# ToC stage 4 data on Strava



## PoorCyclist (Oct 14, 2010)

http://app.strava.com/rides/585380#


Their results really push the local results (me) down a page.. wow..


----------



## ratpick (Jul 31, 2008)

Not sure how I feel about this  Great to see the pros times on our favorite climbs but kinda sucks to put KOMs for anything on that route out of reach (not that it was in reality in reach for me, but one can dream).


----------



## PoorCyclist (Oct 14, 2010)

It would be great if for the PRO entries there is a little annotation or something.
I ride solo and on the flat segments with a tail wind and TT like effort I can probably get back on the first page.
e.g. some of the locals has 21mph but the peloton rolled by at 24mph that is going to hard to beat.


----------



## ShaneW (Sep 6, 2008)

Yeah - they should definitely put the Pro's in a different class. Strava is super motivating for me and I am not fast but to see them set records that no mere mortal could achieve, although awesome, is a little demotivating.


----------



## ukbloke (Sep 1, 2007)

Many people have asked Strava to categorize the KOMs. The problem is not just the pro's, but all the other fast guys and gals that have locked up all the KOMs that I care about. Personally, I only want to be rated against riders who are slower than me.

I understand Strava are working on it. One cool way to implement this would be a virtual racing system mirroring the standard racing categories (5 through 1 plus pro) with KOM points and automatic upgrades to higher categories. This way you rise up in category to match your peers and then get KOM rankings just against them. Another way is with age-based categories, which is a straightforward change that would open up the KOM opportunities significantly.


----------



## Dr_John (Oct 11, 2005)

> Another way is with age-based categories


 There you go. I'm tired of all the young whippersnappers stealing my glory, let alone the pros! Now get off my lawn.


----------



## ukbloke (Sep 1, 2007)

Dr_John said:


> There you go. I'm tired of all the young whippersnappers stealing my glory, let alone the pros! Now get off my lawn.
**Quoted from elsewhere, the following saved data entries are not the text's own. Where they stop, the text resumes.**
PR #1061, opened 2018-05-11
Move aggsig transaction building functions into separate lib

yeastplume:
Continuing with wallet refactoring, the next logical step appears to be moving the transaction building functions from where they are into a separate library. Each function in the transaction building lib should just return the results of the previous stage (as well as whatever required context was created), and it's up to the caller to decide what to do with it. When this part is done, it should be easier to create an 'offline' version of a wallet transaction.

Note I've added the serialise trait to core::core Transaction, TxKernel and OutputFeatures, to allow for easier json serializing of a transaction.


yeastplume:
Still underway but going well.. I've added some transaction helper testing functions that operate directly on a chain instance (as opposed to having to back and forth via an http endpoint) that should make it far easier to test transactions and library functions... Once I have some tests in place and am convinced the current refactoring state won't break anything, I'll merge this and move on to the next phases of refactoring.

yeastplume:
Still plenty to do, but it's coming into shape... going to test this now against testnet2 and merge before moving on to the next phase. Just to document where my head is at with this, the code is now organised as follows:

* `grin/keychain` is just key management + commit and blinding factor creation (both of which I think should be moved out of there eventually)
grin/wallet is now structured as follows:
* `libwallet` should contain all of the transaction building functions, and should eventually have zero awareness of the wallet implementation. Its functions should work on keychains and key Identifiers (or lists of them). This is mostly true now, with the exception that a dependency on wallet::types still needs to be removed from transaction building. Callers to this lib should be responsible for how and when they want to save and manage their outputs.
* `grinwallet` contains common and oft-used functions specific to the current wallet implementation.. many chunks of code can still be moved from src/wallet/*.rs into there.

* `tests`:
-contains whatever tests were there previously in `libwallet.rs`.
-has new functionality in `common` that allow for building up wallets and building transactions directly against a chain instance, making it much easier to write predictable tests (as opposed to 'mine for a bit' between every operation).
-`transaction.rs` contains a single test that build up wallets and performs a single transaction, as is the best example of how using lib functions work in the current iteration. You can see a lot of code dealing with managing outputs within the wallet has been moved out of the transaction building functions into there, and this will start to look a bit cleaner as some of this functionality is factored away into 'grinwallet'.

Note all of these mods may be temporary depending where we eventually want to put all the code, they're just the easiest way to organise them for now.

That's the current state.. next steps are more refactoring of both libwallet and grinwallet to ensure proper division of concerns in libwallet and cleaning up some redundancy in grinwallet. Once that is done, then I think we'll be in a much better position to figure out how to possibly factor out functionality into common traits (i.e. a keychain must implement this and a wallet implementation must provide this,) and then figure out how to best structure them.

PR #1064, opened 2018-05-12
refactor on master, pass in offset as blinding_factor

antiochp:
Refactor - make `sum_kernel_excesses` take a `blinding_factor`.
So we generate the kernel_offset commitment in one central place.

Related - #1062.


ignopeverell:
Makes sense!

antiochp:
Merging.

PR #1023, opened 2018-05-01
[WIP] Dandelion transaction aggregation

quentinlesceller:
Do not merge yet.

Fix https://github.com/mimblewimble/grin/issues/693 and https://github.com/mimblewimble/grin/issues/819.

This PR introduces the aggregation of stem transactions before being included in a block.
The node currently maintains a pool of stem transactions called stempool.
Every x seconds (the value of the ```dandelion_patience```), the aggregator aggregates the stem transactions into a multi-kernel transaction with cut-through and broadcast it to its Dandelion relay as stem transaction. Hence the only way for a stem transaction to be broadcasted is through this aggregator. That way we do not have to maintain an aggregated_stem_tx_pool. 
To do:
- [x] Aggregator
- [ ] Stempool and pool reconciliation (attempt to deaggregate mk stem tx)
- [ ] Change the Dandelion relay time according to the other timer
- [ ] Tests

PR #1067, opened 2018-05-15
Minimal Transaction Pool

antiochp:
This is still very early - but wanted to push this up to get feedback before going any further on this.

The existing tx pool impl is pretty large (~2000 lines of code) and relatively complex.
This PR proposes an alternative solution - leveraging our `txhashset` to check if we can add a new tx to the pool (as an alternative to building and maintaining the "directed acyclic graph" of inputs/outputs in the existing impl).

 Basically - if aggregate new tx and the existing tx pool together we can check via a readonly txhashset extension is we can successfully add this single aggregated tx to the current chain state via the extension.

This covers all the usual checks -
  * attempting to spend non-existent outputs
  * attempting to "double spend" outputs
  * coinbase maturity checks

__But__ - we can leverage all our existing txhashset code to do all these checks, in the _exact same way_ we do when applying new blocks to the chain.

Possible downsides - 
  * Is this slower? How much slower?
  * Reconciling new blocks against the pool - we lose some of the benefits of the DAG here, when calculating which txs are still compatible with the more recent chain state and which txs must be evicted from the pool.

Not yet implemented - 
  - [x] this PR rips out (temporarily, work is progress) the stempool and Dandelion functionality - we need to reintroduce this (but I think we can follow the same pattern here, leveraging the txhashset extension validation to check for tx validity).

@quentinlesceller keen to hear your thoughts on this, specifically around the stem_pool behavior.
I think we can add txs to the stempool if we can aggregate the txs in the stempool with the txs in the regular pool and have this single aggregated tx successfully validate agains the txhashset.

* If `tx + pool + txhashset` is valid then we can add `tx` to the regular pool.
* If `tx + stem_pool + pool + txhashset` is valid then we can add `tx` to the stem_pool.

i.e. at any given time we know that we can take _all_ (or a subset) txs from the pool, put them all in a block and have that block validate successfully against the chain state (the txhashset).

This standardizes validation even further in Grin - all the following behave in the same way and we can validate them all consistently - 

  * an individual tx
  * a set of aggregated (and possibly cut-through) txs
  * the tx pool
  * the stem pool
  * an individual block
  * a set of blocks
  * full chain state (txhashset)

See #1037 for some early thoughts around this.

@MoaningMyrtle You wrote a lot of the initial pool implementation. 
Any strong objections to considering simplifying and consolidating the logic here?


pool/src/pool.rs
```diff
@@ -111,816 +70,112 @@ where
...
+	// If we can validate the aggregated tx against the current chain state
+	// then we can safely add the tx to the pool.
+	pub fn add_to_pool(&mut self, tx: &Transaction) -> Result<(), PoolError> {
+		let mut txs = self.transactions
+			.iter()
+			.map(|x| *x.clone())
+			.collect::<Vec<_>>();
+		txs.push(tx.clone());
+		let agg_tx =
+			transaction::aggregate_with_cut_through(txs).map_err(|_| PoolError::GenericPoolError)?;
```
quentinlesceller: Missing ```self.transactions.push(tx.clone())```? Don't want to bug you since it's a WIP ^^but figure I would write it anyway.

pool/src/transaction_pool.rs
```diff
@@ -0,0 +1,142 @@
...
+
+/// A minimal (EXPERIMENTAL) transaction pool implementation
+pub struct TransactionPool<T> {
+	/// Pool Config
+	pub config: PoolConfig,
+
+	/// Our transaction pool.
+	pub pool: Pool<T>,
+	/// TODO - Our stem transaction pool (just another instance of a pool?)
+	pub stem_pool: Pool<T>,
```
quentinlesceller: We can use the same pool instance or simplify it by creating another instance ```Stempool``` (which implement the ```Pool```) which is basically the same but with ```time_stem_transactions``` (to track the transactions). 
Also ```stempool``` and not ```stem_pool``` :) https://lists.linuxfoundation.org/pipermail/bitcoin-dev/2018-May/015956.html.

ignopeverell:
Isn't this missing the spending of unconfirmed transactions? (may very well still be WIP, just thought I'd mention it)

antiochp:
@ignopeverell So actually no - what's happening is we are aggregating up all the txs in the pool and then attempting to validate the _aggregated tx_ against the txhashset.
Tx aggregation and cut-through should be handled in the usual way.

__Pros:__ There is only a single codepath for aggregating txs and validating unconfirmed txs. There is no risk of block/tx handling having subtle differences to the tx pool impl.
__Cons:__ Performance cost of aggregating a large tx for the tx pool and applying it to the txhashset.

Hope this makes my intent here a little clearer.
Thoughts?

ignopeverell:
Yes, sorry, I should have done more than skimming before commenting.

antiochp:
This is working locally now.
Still need to do some cleanup and get the pool tests working against the new impl.

@quentinlesceller Am I right in thinking we do not yet have the `patience` impl in place? i.e. we don't actually wait any time between receiving a stem tx and forwarding it to the next stem peer?
And this effectively means we will never actually aggregate any txs during the Dandelion stem phase?

antiochp:
@quentinlesceller ahh - just saw #1023 and realized this is where `patience` gets implemented.
In this PR I have moved the logic for handling "fluff a stem tx 10% of the time" into `dandelion_monitor` so we have a single place for handling timers and randomization.

tl;dr - we always add a stem tx to the local stempool.
We then let the dandelion_monitor decide if/when to propagate to the next Dandelion relay or if we want to fluff it (locally) then broadcast to the network.

I have not yet put the patience timer in place but this should be pretty trivial to add.

servers/src/grin/dandelion_monitor.rs
```diff
@@ -45,37 +47,110 @@ pub fn monitor_transactions<T>(
...
+				let mut fluff_stempool = false;
+				{
+					let mut tx_pool = tx_pool.write().unwrap();
+					let mut rng = rand::thread_rng();
+
+					for mut entry in tx_pool.stempool.entries.iter_mut() {
+						//
+						// TODO patience timer config
+						//
+						let cutoff = now - 10;
```
quentinlesceller: Are you planning, to make the patience based on each transaction ?
From what I understood, it should be a repetitive process every ```dandelion_patience``` seconds.
Just to be clear the ```cutoff``` is here because you run the process every 10 seconds instead of every second ? (Also why?)

pool/src/transaction_pool.rs
```diff
@@ -0,0 +1,173 @@
...
+		}
+
+		// for a basic transaction (1 input, 2 outputs) -
+		// (-1 * 1) + (4 * 2) + 1 = 8
+		// 8 * 10 = 80
+		if self.config.accept_fee_base > 0 {
+			let threshold = (tx.tx_weight() as u64) * self.config.accept_fee_base;
+			if tx.fee() < threshold {
+				return Err(PoolError::LowFeeTransaction(threshold));
+			}
```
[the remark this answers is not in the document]
antiochp: I think this simply prevents any "low fee" tx from ever being accepted by the tx pool.

antiochp:
See #1091 for a bug uncovered during this work.
There is test coverage here for this now.

quentinlesceller:
I will take a look later today.

servers/src/grin/dandelion_monitor.rs
```diff
@@ -41,120 +40,212 @@ pub fn monitor_transactions<T>(
...
 	let _ = thread::Builder::new()
 		.name("dandelion".to_string())
 		.spawn(move || {
 			loop {
+				if stop.load(Ordering::Relaxed) {
+					break;
+				}
+
+				// this is the patience timer, we loop every n secs.
+				let patience_secs = 10;
```
quentinlesceller: Maybe externalize this value ?

antiochp: Yeah - let me take a look at your PR and I can pull the config changes into this, unless you want me to merge this as-is and then you can open a PR to make the "patience timer" stuff more robust and configurable?

quentinlesceller: Having it all in this PR would be nice. But I can do it if you want, no preference of my side. 
Also speaking of that, the current values are 10 seconds of patience and 5 minutes of embargo. Which led to approximately 1m30s for a stem transaction to get in the mempool. Are you conformable with that? Should we reevaluate them?

pool/src/transaction_pool.rs
```diff
@@ -0,0 +1,175 @@
...
+		Ok(())
+	}
+
+	/// Add the given tx to the pool, directing it to either the stempool or
+	/// txpool based on stem flag provided.
+	pub fn add_to_pool(
+		&mut self,
+		src: TxSource,
+		tx: Transaction,
+		stem: bool,
```
hashmap: Unrelated, I saw the same flag in the previous version, but this boolean flag doesn't look good, perhaps we should refactor later on to make sure that method has one responsibility

pool/src/transaction_pool.rs
```diff
@@ -0,0 +1,175 @@
...
+			self.add_to_stempool(entry)?;
+		} else {
+			self.add_to_txpool(entry)?;
+		}
+		Ok(())
+	}
+
+	/// Reconcile the transaction pool (both txpool and stempool) against the
+	/// provided block.
+	pub fn reconcile_block(&mut self, block: &Block) -> Result<(), PoolError> {
```
hashmap: If I'm not mistaken the previous version was returning evicted transactions, do we still have such functionality?

antiochp: We do not - I simplified this for now because we were not using the return value (the evicted txs) for anything.
It should be easy enough to add this back in if desired in the future.

pool/src/transaction_pool.rs
antiochp: Yeah we can definitely revisit this. I went back and forth on this with the flag vs two separate functions. Landed on this for now to keep it closer to existing impl.

pool/src/transaction_pool.rs
```diff
@@ -0,0 +1,175 @@
...
+			stempool: Pool::new(chain.clone(), format!("stempool")),
+			blockchain: chain,
+			adapter: adapter,
+		}
+	}
+
+	fn add_to_stempool(&mut self, entry: PoolEntry) -> Result<(), PoolError> {
+		// Add tx to stempool (passing in all txs from txpool to validate against).
+		self.stempool
+			.add_to_pool(entry.clone(), self.txpool.all_transactions())?;
```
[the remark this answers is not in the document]
antiochp: I'm going to open an issue to revisit the tx pool and do another pass looking at cloning and ownership.
This impl works but there is definitely excessive cloning going on.

chain/src/txhashset.rs
```diff
@@ -574,28 +646,40 @@ impl<'a> Extension<'a> {
...
+			LOGGER,
+			"Rewind txhashset to output {}, kernel {}, height {}",
+			output_pos,
+			kernel_pos,
+			height
+		);
 
 		self.output_pmmr
-			.rewind(marker.output_pos, height as u32)
+			.rewind(output_pos, height as u32)
```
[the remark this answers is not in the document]
antiochp: I'm not actually 100% certain - we maintain height as a `u32` in a few places. But I don't think this is completely consistent across the codebase.

antiochp:
Merging. Hold on to your hats...

PR #1071, opened 2018-05-16
Remove redundant hashing of header before proof of work

### LINKED ISSUE #1066: redundant blake2b hashing on pre-pow header
header pow validates as Cuckoo::new(&bh.pre_pow_hash()[..], cuckoo_sz).verify(bh.pow.clone(), consensus::EASINESS as u64),

passing the blake2b hash of the pre-pow header as first argument, but Cuckoo::new considers its first argument a header rather than the siphash keys, and hashes it (again!) with blake2b.

ignopeverell:
We used to hash the hash of the header, needlessly. This also makes a few function signatures more explicit. Note that this is consensus breaking and should be accompanied with a similar change on the cuckoo-pow repository:
    
 https://github.com/mimblewimble/cuckoo-miner/commit/6fcecf516a111424d8bd5542fe20250e4f02cd8f
    
Fixes #1066


ignopeverell:
And please ignore all the commit history, for some reason git didn't fast-forward. The diff is clean though and it should be squashed.

yeastplume:
Bit of a confused commit history, but looks good to me. I’ll leave the cuckoo miner changes until close to t3, as the test miner should suffice for our testing

PR #1072, opened 2018-05-17
[WIP] Wallet refactor - part 3

yeastplume:
Continuing to refactor and rework the aggsig workflow to better separate concerns and create more usable library functions. Will give a fuller explanation of what's going on here as I get closer to commit time. For now the most interesting thing is the introduction of a transaction 'Slate', a term which I'm coining right now to mean the semi-public data that gets passed around between all parties involved in a transaction, all of whom add their parts to it until the data is complete. Once the slate data is complete, anyone should be able to build and post the final transaction from it.

The slate replaces the PartialTx struct (which wasn't really fully appropriate to aggregated transactions, the slate is designed with them in mind,) and will reside in the libwallet layer with helper functions to de/ser itself. Then callers should be able to pass the slate around by whatever means necessary to complete the transaction.


wallet/tests/transaction.rs
```diff
@@ -57,8 +57,125 @@ fn setup(test_dir: &str, chain_dir: &str) -> Chain {
 	).unwrap()
 }
 
+/// Build and test new version of sending API
+#[test]
+fn build_transaction_2() {
```
yeastplume: See this test fn for minimal transaction building workflow

ignopeverell: Looking nice!

ignopeverell:
A few remarks/questions:

* It might be worth materializing the `(WalletConfig, Keychain)` pair as a utility structure (perhaps just `Wallet`?) as the seem to very commonly go together and it seems cumbersome to pass them around one by one in most functions.
* The aggsig `ContextManager` could be added to that, but I'm unsure about its utility? Couldn't the consumers just hang on to the `Context` for their transactions? Perhaps there are usage flows I missed or am not considering here.

yeastplume:
Thanks! Agree on (WalletConfig, Keychain) pairing somehow as they almost always appear together... but will leave that for a bit later.. also the ContextManager is likely to become more and more pared down as I rework the aggsig, and could quite possibly go away or put somewhere else.

The next thing I'm working on is trying to really reduce the transaction API to its essence, and I think the notion of 'I'm the receiver' and 'I'm the sender' can be removed it in favour of "I'm participating and here are my inputs, outputs, contributions to the excess and signature," (and the kernel offset is introduced at the end) this should make the flow far more flexible and allow for better support of multi-party, multi-sig etc, and give participants an option of who actually does the posting. This should also enable the shortest possible route for a transaction (sender->reciever->Sender->post), for our carrier pigeon model.

wallet/src/libwallet/transaction.rs
```diff
@@ -18,37 +18,464 @@ use rand::thread_rng;
...
+			fee: 0,
+			height: 0,
+			lock_height: 0,
+			participant_data: vec![],
+		}
+	}
+
+	/// Adds selected inputs and outputs to the slate's transaction
+	/// Returns blinding factor
+	pub fn add_transaction_elements(
```
yeastplume: This is getting closer now to what I think it should look like... all parties involved add their inputs/outputs to the transaction, then all parties have to perform round 1, then all parties have to perform round 2 (using the provided functions). This workflow should scale easily to support multi-party/multi-sig scenarios.

core/src/core/transaction.rs
```diff
@@ -400,8 +393,9 @@ impl Transaction {
 
 	/// To verify transaction kernels we check that -
 	///  * all kernels have an even fee
-	///  * sum of input/output commitments matches sum of kernel commitments after applying offset
-	///  * each kernel sig is valid (i.e. tx commitments sum to zero, given above is true)
+	/// * sum of input/output commitments matches sum of kernel commitments
+	/// after applying offset * each kernel sig is valid (i.e. tx commitments
```
mably: Looks like a new line is missing here.

core/src/core/transaction.rs
```diff
@@ -480,10 +474,11 @@ impl Transaction {
...
 	/// We can verify the Merkle proof (for coinbase inputs) here in isolation.
-	/// But we cannot check the following as we need data from the index and the PMMR.
-	/// So we must be sure to check these at the appropriate point during block validation.
-	///   * node is in the correct pos in the PMMR
-	///   * block is the correct one (based on output_root from block_header via the index)
+	/// But we cannot check the following as we need data from the index and
+	/// the PMMR. So we must be sure to check these at the appropriate point
+	/// during block validation.   * node is in the correct pos in the PMMR
+	/// * block is the correct one (based on output_root from block_header
+	/// via the index)
```
mably: Missing new line.

core/src/core/transaction.rs
```diff
@@ -795,29 +792,33 @@ impl Input {
...
+	/// that block (may be older).
 	///
 	/// We can verify maturity of the output being spent by -
 	///
-	/// * verifying the Merkle Proof produces the correct root for the given hash (from MMR)
-	/// * verifying the root matches the output_root in the block_header
-	/// * verifying the hash matches the node hash in the Merkle Proof
-	/// * finally verify maturity rules based on height of the block header
+	/// * verifying the Merkle Proof produces the correct root for the given
+	/// hash (from MMR) * verifying the root matches the output_root in the
```
mably: Missing new lines.

yeastplume:
Still more refining to do, but given the number of changes and that it happens to be at a point where all tests are passing, I'm going to merge this now.

Issue #820, opened 2018-03-20
Store and communicate reasons for peer banning


yeastplume:
* Store reason why peer is banned along with rest of the peer data
* Figure out a way for peers to find out they've been banned and why
* **Bonus** show in TUI along with other peer information

casey:
This looks fun. If nobody else is working on it I'd like to grab it.

ignopeverell:
Go for it!

casey:
I ran into an issue ;_;

Some assumptions on my part:

1. The right way to solve this is to add a string field to p2p::store::PeerData, something like `last_ban_reason: String`.

2. Unless I'm mistaken, the serialization/deserialization in `core::ser` doesn't allow for schema evolution. I.E. if you want to add or remove fields to something that you're serializing, the serialization routines will then be incompatible with data serialized with the old routines, causing errors when reading data out of the store. This is in contrast to serialization formats like JSON or Protocol Buffers, where can detect when an object has extra or missing fields and do something sensible.

So, I could implement this by adding `last_ban_reason` to `PeerData`, but that would force users to clear their store lest they retain incompatible data. This is fine if it's a one-off event, but it seems likely that this will be a fairly regular occurrence, and it would be nice if updating to new versions didn't sometimes require users to clear their store.

Another option is to detect invalid data in the store and silently delete it, but this seems highly undesirable since it may mask legitimate errors.

My solution would probably be to switch to something extensible as the serialization format for things in the local store (like protocol buffers, flatbuffers, cap'n proto, json, or messagepack), which would then allow us to evolve schemas as necessary. If it's a compact, binary format it might be nice to also use it for P2P messages transmitted over the wire, but that's probably a separate discussion.

Thoughts?

casey:
I've been swamped with other work, so I haven't been able to give this the attention it deserves. If someone else is interested in grabbing it, they should definitely feel free.

quentinlesceller:
Okay got it.

PR #1085, opened 2018-05-23
Store and communicate ban reason

quentinlesceller:
Fix https://github.com/mimblewimble/grin/issues/820.
Store the ban reason and notify the remote peer of the ban reason.


quentinlesceller:
Tests are passing locally. No idea why Travis fails.

PR #1094, opened 2018-05-27
Migrate main node store to LMDB

ignopeverell:
In preparation to using LMDB as a wallet database, migrate the
node db. There's no point in having 2 key-value stores.
In addition LMDB provides a few advantages as a node db, namely a
much faster build (compared to RocksDb), lesser dependencies and
transactions.


ignopeverell:
Applying the `consensus_breaking` label even though it's strictly not, because it would cause enough migration mayhem that it might as well be, and should be tracked with the other consensus breaking PRs.

ignopeverell:
Included in and replaced by #1151

PR #1096, opened 2018-05-28
[WIP] Factoring out wallet traits and continued wallet library work

yeastplume:
The aim of this step is to:

* Rename what was previously 'libwallet' to 'libtransaction', as it deals with transaction building only.
* Rename what was 'grinwallet' to 'libwallet'.. libwallet will build on top of lib transaction, and contain types and traits needed by a wallet implementation, as well as helper functions that will operate on these types.
* Factor out traits from the current wallet implementation (WalletData) into a 'backend' that wallet implementations will need to provide
* Change all of the functionality in libwallet to operate upon these traits instead of a the current concrete 'WalletData'
* Provide a unified 'Wallet' container (not sure what to name it) that holds references to a keychain and backend together, and use this in all libwallet functions.


yeastplume:
I welcome your suggestion. Please enjoy a slightly reduced average line length.

yeastplume:
rabbitholing far more than expected but getting there

yeastplume:
At a working checkpoint now so just going to merge. Wallet Backend trait (might want to rename this) has been factored out, and next stage is to shift some more functions into libwallet as they’re no longer specific to the FileWallet implementation.

Getting there anyhow. More refinements coming, but it should be possible to slot in an LMDB backend just by implementing the WalletBackend trait now. It’s probably difficult to review the changes here but if anyone wants to look at the totality of how the wallet is starting to look and has suggestions I’m open to them.

PR #1112, opened 2018-05-31
[consensus breaking] apply block outputs first (simplification) and add verify_cut_through()

antiochp:
We were iterating over outputs twice, once to get the coinbase outputs (and applying them first).
Then again to get non-coinbase outputs and applying them _after_ we applied the inputs.

I'm pretty sure we can simplify this and just apply outputs first.
For completeness we now `verify_cut_though()` during both `block` and `transaction` validation (to ensure we are not spending our own outputs).


chain/src/txhashset.rs
```diff
@@ -508,30 +508,17 @@ impl<'a> Extension<'a> {
 	/// applied in order of the provided Vec. If pruning is enabled, inputs also
 	/// prune MMR data.
 	pub fn apply_block(&mut self, b: &Block) -> Result<(), Error> {
-		// first applying coinbase outputs. due to the construction of PMMRs the
-		// last element, when its a leaf, can never be pruned as it has no parent
-		// yet and it will be needed to calculate that hash. to work around this,
-		// we insert coinbase outputs first to add at least one output of padding
+		// A block is not valid if it has not been fully cut-through.
+		// So we can safely apply outputs first (we will not spend these in the same
+		// block).
```
ignopeverell: The reason for this wasn't quite about spending in the same block but may still not apply anymore. Say a block gets applied, with all its outputs. Then in the next block, the _last_ output from the previous gets spent. Trying to extract the peaks from that used to fail because that last pruned output was often involved in a peak, being rightmost. However now we go straight to the data file, without checking pruning, which I believe fixed that issue.

antiochp: Ahh that makes sense. I sort of understood that this was not specifically about spending from the same block...

antiochp:
Merging into `testnet3`.

PR #1113, opened 2018-05-31
Libwallet refactoring - Library functions + ErrorTypes

yeastplume:
* Moves checker functions into libwallet and renamed to updater
* Doing a pass on the Error handling, trying to ensure all parts have their own error types and are handled consistently throughout

One issue I'm having.. if you look at libwallet/types/WalletBackend at the read_wallet trait, I'm not sure what kind of error is best to return here. Implementors want to be able to throw their own errors, but libwallet has no business knowing about them. It could return a generic failure::Error, but this doesn't play very nice with the ErrorKind pattern we have going. If anyone has any ideas here they're be welcome.


hashmap:
@yeastplume what do you think about returning `Fail` trait? https://boats.gitlab.io/failure/fail.html

yeastplume:
@hashmap thanks for the suggestion. I've tried returning a Box<Fail> there, but then run into trouble trying to convert it to the right error because of our use of the ErrorKind Pattern (Fail doesn't implement Clone, Eq and PartialEQ so I can't use it as a parameter to a message).

Need to have more of a think about this.. I think perhaps this ErrorKind pattern is making things more cumbersome than they need to be.

yeastplume:
Think I have it all sorted now Error handling wise. For the time being, all the layers are returning their respective error types, but anywhere that expects to return any kind of underlying error can just return failure::Error... these can also be downcast further up to check for specific conditions (with an example in 
src/bin/grin.rs around line 595.

I've actually just put a status update on where I am on the forum, so I won't repeat it here. The state of the code is still far from perfect, but I think it's far enough along we can start building on it and refining the libs as we go. If anyone wants to have a proper review of it and has suggestions, now's a good time!

https://www.grin-forum.org/t/yeastplume-progress-update-thread-may-sept-2018/361/5

PR #2565, opened 2019-02-12
[docs] Add more details to wallet TLS setup instruction

kalambet:
While setting up TLS for the wallet found out that instruction is missing a couple of details.


hashmap:
Thanks for your contribution!

PR #2568, opened 2019-02-13
refactor: reserve capacity in aggregate

JeremyRubin:
Don't mean to inundate review with low hanging fruit, but I've just been fixing/cleaning stuff as I see it reading through the codebase.

In transaction aggregation, we add a bunch of stuff to unreserved vecs. This can be slow-ish as when we realloc we end up having to move stuff and wasteful because  we may also over allocate (e.g., memory doubling). It really depends on the implementation.

We care about making this faster because it's in the path of relay and in the path of pools creating blocks.

Allocating ahead of time is simple enough.


hashmap:
Thanks for you contribution!

PR #2570, opened 2019-02-13
Use failure for Pool and Committed erros

hashmap:
It doesn't play nice with failure-based error management, we have to
throw away an exisiting error and create a new one (failure-based)


hashmap:
@antiochp yes, also we introduced it in many crates. I'm with you, Rust error management could be improved.

PR #2572, opened 2019-02-13
API handlers refactoring

hashmap:
This PR introduces QueryParams to abstarct low-level parameter parsing in many handlers.
Also adds some API tests.


hashmap:
Ready for review. Pool API tests are still missing, but they worth a separate PR

PR #2569, opened 2019-02-13
clean-up the txhashset zip file and temp folder

garyyu:
To obsolete https://github.com/mimblewimble/grin/pull/2354

Compare to #2354, this PR:
1. don't need track the list of the zip files
2. don't need to worry about tracking filenames and handling shutdown/restart etc.

PR #2354, opened 2019-01-12
[DNM] clean-up the txhashset zip file and temp folder

garyyu:
My `floo/chain_data` folder becomes more and more bigger, 4.6G for 6 days:
```
$ du -s chain_data
4601608	chain_data

$ ls -l chain_data | grep txhashset
drwxrwxr-x 5 garyyu garyyu     4096 Dec 30 03:02 txhashset
-rw-r--r-- 1 garyyu garyyu 39838686 Jan  7 23:57 txhashset_snapshot_102503.zip
-rw-r--r-- 1 garyyu garyyu 45923180 Jan  9 18:23 txhashset_snapshot_14035.zip
...
-rw-r--r-- 1 garyyu garyyu 41937198 Jan  8 14:22 txhashset_snapshot_988669.zip
drwxr-xr-x 5 garyyu garyyu     4096 Jan  7 23:57 txhashset_zip_102503
drwxr-xr-x 5 garyyu garyyu     4096 Jan  9 18:23 txhashset_zip_14035
...
drwxr-xr-x 5 garyyu garyyu     4096 Jan  8 14:22 txhashset_zip_988669
```
There are a lot of temporary files there! Let's clean-up these garbage.

PR #2575, opened 2019-02-14
clean-up the txhashset zip file and temp folder

garyyu:
(cherry-pick from #2569)To obsolete https://github.com/mimblewimble/grin/pull/2354

Compare to #2354, this PR:
1. don't need track the list of the zip files
2. don't need to worry about tracking filenames and handling shutdown/restart etc.

### DIFF
--- a/chain/src/chain.rs
+++ b/chain/src/chain.rs
@@ -690,7 +690,7 @@ impl Chain {
 		}
 
 		// prepares the zip and return the corresponding Read
-		let txhashset_reader = txhashset::zip_read(self.db_root.clone(), &header, None)?;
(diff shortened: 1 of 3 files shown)


antiochp:
Does this need to be `1.1.0`? Feels simple enough to merge into master right now and target `1.0.2` (if this exists)?

ignopeverell:
@antiochp this isn't entirely technically motivated but I was thinking this improvement would be a good carrot to get more `1.1.0` upgrades.

antiochp:
:+1: That makes sense. Do we have a rough timeline for when 1.1.0 might be released?

ignopeverell:
Not really but I was hoping the Windows support would be in there. That seems to be getting close.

Indeed, but have you ever seen an amateur 45+ masters event? Those guys are fast and often have the time and motivation to do a lot of riding.


----------



## Dr_John (Oct 11, 2005)

45+? I'm rapidly approaching the 55+ grouping.  Plus, I figure I can rule by attrition.


----------



## alex3780 (Nov 7, 2009)

i promise, we're working on this very problem! 

@ukbloke - you gave me some great feedback a while ago - i haven't forgotten about it for one second.


----------



## chuckice (Aug 25, 2004)

bewhew.


----------



## WaitWienie (Feb 15, 2010)

ukbloke said:


> One cool way to implement this would be a virtual racing system mirroring the standard racing categories (5 through 1 plus pro) with KOM points and automatic upgrades to higher categories. This way you rise up in category to match your peers and then get KOM rankings just against them.


This would be an awesome idea if they were able to work it out. A points system with upgrades. An option to automatically pick your category if you are not worried about it and a points option for those wanting to build them selves up. Like if you can post 10 top 5 times in a given category you can be upgraded to the next Cat.

Chris


----------